Aug 11 12:17:25 webserver kernel: [362262.911207] RIP [<0000000000000000>]
Aug 11 12:17:25 webserver kernel: [362262.911207] RSP <ffff810039d3be50>
Aug 11 12:17:25 webserver kernel: [362262.911207] CR2: 0000000000000000
Aug 11 12:17:25 webserver kernel: [362262.922814] ---[ end trace a9bbc159d44ae3c5 ]---
|
Whether this is due to the 32 bit nptd I have no idea. Thereafter the system has seldom been alive more than 6 hours. There are no more errors; it just stops working. The only sign that the system has crashed is that the system is madly pinging the adsl router that it is connected to.

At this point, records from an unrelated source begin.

PR #137, opened 2020-06-08
Allow an optional encoding of the timestamp in the CBOR message

aentinger:
In order to enable the encoding of the timestamp you can've got to call `encodeTimestamp()` when adding the property to the cloud within `thing_properties.h`.
```C++
ArduinoCloud.addProperty(seconds, Permission::Read).publishOnDemand().encodeTimestamp();
```
In order to set the timestamp of the property you call
```C++
seconds_timestamp = seconds; /* = 45 in below CBOR */
ArduinoCloud.setTimestamp("seconds", seconds_timestamp);
```
This is the resulting CBOR
```bash
[{0: "seconds", 2: 45, 6: 45}]
```
@zmoog :wave:


aentinger:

The other peculiar thing is that iptables limit module is coming up as an error;
Quote:
Aug 15 22:15:25 webserver kernel: ip_tables: limit match: invalid size 40 != 28
|
According to one of the firewall authors this is an error (32 bit) in the kernel module.
Have now reverted to using a 686 kernel which has been running 12 hours with no problems.
A Google search indicates that most people having problems are using debian or ubuntu. Is this a problem specifically related to our kernels?